Items the deep scan surfaced that aren't bugs but should be tracked:

  • Drift: Docs/mardonar-encounter-engine.md describes a Go bot with an embedded MCP layer; the actual code is TypeScript with an external JSON-RPC GraphMCP server. Treat the doc as historical/aspirational.
  • Resolved 2026-06-19 — README.md's "Project Structure" tree referenced src/mcp/ and the old 2-command layout. README now reflects the actual 8-command structure, src/graphmcp/ (Neo4j/src/mcp/ retired), and includes a callout noting Docs/mardonar-encounter-engine.md is historical.
  • Resolved 2026-06-19 — Duplicate trimHistory logic in src/session/sessionManager.ts and src/harness/contextAssembler.ts was extracted to src/lib/historyTrim.ts. tests/unit/historyTrim.test.ts covers the shared module at 100%.

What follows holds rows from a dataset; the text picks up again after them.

PR #920, opened 2021-03-09
Move LoadBalancerServiceInstanceCookieTransformer to loadbalancer module

OlgaMaciaszek:
Keep the class with the autoconfiguration that uses it.

### DIFF
--- a/spring-cloud-loadbalancer/src/main/java/org/springframework/cloud/loadbalancer/core/LoadBalancerServiceInstanceCookieTransformer.java
+++ b/spring-cloud-loadbalancer/src/main/java/org/springframework/cloud/loadbalancer/core/LoadBalancerServiceInstanceCookieTransformer.java
@@ -14,12 +14,15 @@
  * limitations under the License.
  */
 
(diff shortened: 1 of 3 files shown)


spring-cloud-loadbalancer/src/main/java/org/springframework/cloud/loadbalancer/core/LoadBalancerServiceInstanceCookieTransformer.java
```diff
@@ -14,12 +14,15 @@
  * limitations under the License.
  */
 
-package org.springframework.cloud.client.loadbalancer;
+package org.springframework.cloud.loadbalancer.core;
```
spencergibb, line 17: This is a breaking change, but was this just introduced for this release?

OlgaMaciaszek: This class has not been released yet :).

spencergibb (approved):

Issue #672, opened 2020-01-16
LoadBalancer: support hint-based instance selection


OlgaMaciaszek:
Related to: https://github.com/spring-cloud/spring-cloud-commons/issues/647

Possible implementation:
- a request comes with  `loadBalancerHint` header = `someVal`
- based on that header, we would pass the request with hint `loadBalancer.choose(serviceId, request)`, where `someVal` can be retrieved from `request.getContext()`
- then filter instances by `metadataMap.get("hint").equals("someVal")`

andersenleo:
Hi - 
we're currently migrating our code from the Ribbon load-balancer to Spring-Cloud. We've started hacking up a custom load-balancer (based on `ReactorServiceInstanceLoadBalancer` and fallback to the `RoundRobinLoadBalancer`). 

Our requirements is that we need to query service-instances to check if they own a specific "key" and select the one that holds the key. We're planning to create our own interceptor/filter for `RestTemplate` and `WebClient` to propagate the "key" from a http-header or request-attribute (and create a `Request` with a context that is the "key"). This is more or less a carbon-copy of the existing `ReactorLoadBalancerExchangeFilterFunction` (also for RestTemplate - the `LoadBalancerClient` abstraction isn't really suitable for us).

Now - we can probably work our way around the current Spring-Cloud LoadBalancer code, but it would be nice if we could either align with upcoming changes to the your code -- or even better, if we could contribute our code to Spring-Cloud :). 

So - to summarise: What's the current status on this issue? Are there any design docs or discussions that we could read up on to get an idea about what direction your heading?

OlgaMaciaszek:
@andersenleo would definitely be great if you could provide a PR -  we have this in the backlog for 2020-1 release train (Ilford), but it might be released faster if you contribute. Let me get back to you tomorrow here with some ideas on how we planned to implement it and let's discuss it then.

OlgaMaciaszek:
We've been thinking about the following features:
- A request would come with a specific header, for example `loadBalancerHint`
[...]

PR #923, opened 2021-03-10
Add hint-based instance filtering

OlgaMaciaszek:
Fixes gh-672.

### DIFF
--- a/docs/src/main/asciidoc/spring-cloud-commons.adoc
+++ b/docs/src/main/asciidoc/spring-cloud-commons.adoc
@@ -1056,17 +1056,17 @@ for any given service by setting the value of the `spring.cloud.loadbalancer.hin
 [[hints-based-loadbalancing]]
 === Hint-Based Load-Balancing
 
-We also provide a `HintBasedServiceInstanceListSupplier`, which is an out-of-the-box implementation for hint-based instance selection.
+We also provide a `HintBasedServiceInstanceListSupplier`, which is a `ServiceInstanceListSupplier` implementation for hint-based instance selection.
 
-`HintBasedServiceInstanceListSupplier` will check for a hint request header (the default header-name is `X-SC-LB-Hint`, but you can modify it by changing the value of the `spring.cloud.loadbalancer.hint-header-name` property) and, if it finds it, will use the hint value passed in the header  to filter service instances.
+`HintBasedServiceInstanceListSupplier` checks for a hint request header (the default header-name is `X-SC-LB-Hint`, but you can modify it by changing the value of the `spring.cloud.loadbalancer.hint-header-name` property) and, if it finds a hint request header, uses the hint value passed in the header  to filter service instances.
 
-If no hint header has been added, `HintBasedServiceInstanceListSupplier` will use <<spring-cloud-loadbalancer-hints,hint values from properties>> to filter service instances.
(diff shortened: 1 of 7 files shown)


spring-cloud-loadbalancer/src/main/java/org/springframework/cloud/loadbalancer/core/HintBasedServiceInstanceListSupplier.java
```diff
@@ -0,0 +1,97 @@
...
+				HttpHeaders headers = context.getClientRequest().getHeaders();
+				if (headers != null) {
+					String hintFromHeader = headers.getFirst(properties.getHintHeaderName());
+					if (StringUtils.hasText(hintFromHeader)) {
+						return get().map(instances -> filteredByHint(instances, hintFromHeader));
+					}
+				}
+			}
+		}
+		if (request.getContext() instanceof HintRequestContext) {
```
spencergibb, line 71: I wonder if this is two classes one extends the other with a `protected String getHint()` method, that in the base, it's (HintRequestContext) and the request header specific one you find the header? You'd have to explicitly say you wanted one or the other. Thoughts?

ryanjbaxter: IDK, I could maybe see a scenario where you set a hint via properties as the default, and then in some cases use the header to override that default.  Having two separate classes and having to chose one method or the other would make that use case impossible.  

At the very least I think the logic to find the hint to use should be moved to its own methods in this class to clean things up a bit and make the code easier to read.

OlgaMaciaszek: Yes, I agree with @ryanjbaxter  - the "default override" scenario was why I put this all together. Will extract to separate methods to make the code cleaner, though.

spencergibb (approved):

docs/src/main/asciidoc/spring-cloud-commons.adoc
```diff
@@ -1053,6 +1053,38 @@ Spring Cloud LoadBalancer lets you set `String` hints that are passed to the Loa
...
+
+`HintBasedServiceInstanceListSupplier` will check for a hint request header (the default header-name is `X-SC-LB-Hint`, but you can modify it by changing the value of the `spring.cloud.loadbalancer.hint-header-name` property) and, if it finds it, will use the hint value passed in the header  to filter service instances.
+
+If no hint header has been added, `HintBasedServiceInstanceListSupplier` will use <<spring-cloud-loadbalancer-hints,hint values from properties>> to filter service instances.
+
+If there's no hint set either via the header or via properties, all service instances provided by the delegate will be returned.
+
+While filtering, `HintBasedServiceInstanceListSupplier` will look for service instances that have a matching value set under the `hint` key in their `metadataMap`. If no matching instances are found, all instances provided by the delegate will be returned.
+
+You could use this sample configuration to set it up:
```
Buzzardo, line 1069: Change "this" to "the following". (Otherwise, I think I should look up to what you just described. Then I see the colon and realize what you mean. By then, though, I've had to read the sentence twice.)

Buzzardo (changes requested):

  • No production compose file — only docker-compose.dev.yml. The Dockerfile is production-ready but deployment is ad-hoc.
  • Resolved 2026-06-19 — No CI/CD.gitea/workflows/test.yml runs tsc --noEmit, npm run test:unit, and npm run test:coverage on push/PR to main (Node 22, cached npm).
  • DISCORD_ALLOWED_USERS is empty by default → anyone in allowed channels can run /encounter start. The access control is channel-scoped, not user-scoped; admins need to set the env var explicitly.
  • OLLAMA_BASE_URL defaults to localhost — fine for dev, but production needs the LAN IP or proxy URL set.
  • Resolved 2026-06-19 — Spec tool list must be kept in synctests/unit/specsToolsConsistency.test.ts walks every specs/*.yaml, asserts each entry in tools: [...] is registered in the tool plugin registry, and fails loudly with the file and unknown name if drift appears. Also asserts every registered tool is referenced by at least one spec.
  • Resolved 2026-06-19 — Schema mismatch risk: src/types/index.ts now re-exports EncounterSpec (and its sub-shapes) derived from z.infer<typeof EncounterSpecSchema>. The static type and the runtime validator are now the same source of truth — drift is structurally impossible. Side effect: loadSpec now also validates xpReward as a number (was previously typed but unenforced).
  • Resolved 2026-06-19 — Logging drift: the architecture previously claimed pino + pino-pretty + structured JSON. The actual logger is the custom src/lib/logger.ts (plaintext stdout, no env-driven level filter). The unused pino and pino-pretty dependencies were removed from package.json; §2.1, §2.2, and §6.3 now describe reality.
  • Resolved 2026-06-19 — README drift: README.md was significantly out of date: it told new contributors to set a no-op LOG_LEVEL=debug, run the non-existent npm run validate-spec, and look at src/mcp/ (renamed to src/graphmcp/) and src/db/neo4j.ts (no Neo4j in the project). It also linked Docs/mardonar-encounter-engine.md (Go architecture, historical) as the current architecture doc. The dead top-level scripts/deploy-commands.ts — a stale duplicate of src/scripts/deploy-commands.ts that only knew about 2 of 8 commands — was removed. The README now reflects the actual layout, command set, and persistence layer.

Document generated by bmad-document-project initial scan, deep level. Project state recorded in docs/project-scan-report.json.